[occt.git] / src / Extrema / Extrema_FuncExtCC.gxx

// Copyright (c) 1995-1999 Matra Datavision
// Copyright (c) 1999-2012 OPEN CASCADE SAS
//
// The content of this file is subject to the Open CASCADE Technology Public
// License Version 6.5 (the "License"). You may not use the content of this file
// except in compliance with the License.

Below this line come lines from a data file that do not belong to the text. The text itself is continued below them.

PR #4151, opened 2019-03-29
Feature/bdi co  pgt field mapping object hierarchy

ptewson-sfdo:
# Critical Changes

# Changes

# Issues Closed

# New Metadata

# Deleted Metadata


src/classes/BDI_FieldMapping_BASE.cls
```diff
@@ -0,0 +1,97 @@
...
+    * @description flag to allow us to test out field level security exception
+    */
+    public Boolean failFieldLevelSecurity = false;
+
+
+    public BDI_FieldMapping_BASE() {
+
+    }
+
+    public static BDI_FieldMapping_BASE getInstance() {
```
ptewson-sfdo: The commented-out code here demonstrates how we would provide the different mapping behaviors based on settings, once the custom-metadata variant is created

src/classes/BDI_SettingsUI_CTRL.cls
```diff
@@ -91,8 +91,8 @@ public with sharing class BDI_SettingsUI_CTRL {
                 listSODonationFields = new list<SelectOption>();
                 
                 set<String> setFields = new set<String>();
-                setFields.addAll(BDI_Donations.dataImportFieldToOpportunityField.keySet());
-                setFields.addAll(BDI_Donations.dataImportFieldToPaymentField.keySet());
+                //setFields.addAll(BDI_Donations.dataImportFieldToOpportunityField.keySet());
```
ptewson-sfdo: Need to do something here, but this dependence on these field lists needs to shift with our new scheme I think anyway

ptewson-sfdo:
**lurch: attach W-032261

LurchTheButler:
Tracking <a href="https://foundation.my.salesforce.com/a2x1E000008Lm6FQAS" target="_blank">W-032261</a>

src/classes/BDI_DataImportService.cls
```diff
@@ -771,89 +773,31 @@ global with sharing class BDI_DataImportService {
...
-
-    /*******************************************************************************************************
-    * @description Checks if this is one of the objects where we want to have a currency mapped.
-    * As of now, that object is Opportunity. Payment CurrencyISOCode is inherited from the Opportunity.
-    * @param strBaseObj the underlying object the bdi object is (ie, Contact, Account, etc)
-    * @return Boolean if the strBaseObj is an Opportunity.
-    */
-    private static Boolean isCurrencyMapped(String objectName) {
-        return objectName.equalsIgnoreCase('Opportunity');
+    global static Map<String, String> mapFieldsForDIObject(String dataImportObjectName,
```
psadie: I think this method is still being used in BDI_MatchDonations. Would that be an issue if this now always only returns an empty map?

src/classes/BDI_SettingsUI_CTRL.cls
```diff
@@ -128,7 +133,7 @@ public with sharing class BDI_SettingsUI_CTRL {
                 listSOAccountUniqueID = listSOForObject('Account');
             }
             return listSOAccountUniqueID;
-        }
+        }
```
psadie: Just some extra spaces

src/classes/BDI_DataImportService.cls
callen-sfdo: Yeah, I think one of two things needs to be done:  1) once the custom setting field is in place to control mapping we could modify this to automatically construct the right version the Data import service based on the setting.  

Or 2)We need to remove all references to this method in our code and throw an error if it is called.

ptewson-sfdo: Good find - I'm in favor of pulling all our internal references to the method for SURE, and I updated this PR to (I think) take out all the remaining calls. I do think it might be wise to support this method for the short term just in case a customer is calling it, but we should probably add the  "Deprecated" annotation, which I believe is designed for this use case  - https://developer.salesforce.com/docs/atlas.en-us.apexcode.meta/apexcode/apex_classes_annotation_deprecated.htm

PR #4155, opened 2019-04-01
BDI/BGE: Update FLS to check only populated fields for DI process/dry-run

psadie:
This updates the way we handle FLS during the mapping phase of processing/dry-running. Previously we checked FLS on all the mapped fields. Now we'll run FLS only on fields that are actually being populated/otherwise being updated in the DI records. If any DI record in a Batch has a failing FLS check, then the entire batch is failed.

# Critical Changes

# Changes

Please obtain a copy of the License
// at http://www.opencascade.org and read it completely before using this file.
//
// The Initial Developer of the Original Code is Open CASCADE S.A.S., having its
// main offices at: 1, place des Freres Montgolfier, 78280 Guyancourt, France.
//
// The Original Code and all software distributed under the License is
// distributed on an "AS IS" basis, without warranty of any kind, and the
// Initial Developer hereby disclaims all such warranties, including without
// limitation, any warranties of merchantability, fitness for a particular
// purpose or non-infringement. Please see the License for the specific terms
// and conditions governing the rights and limitations under the License.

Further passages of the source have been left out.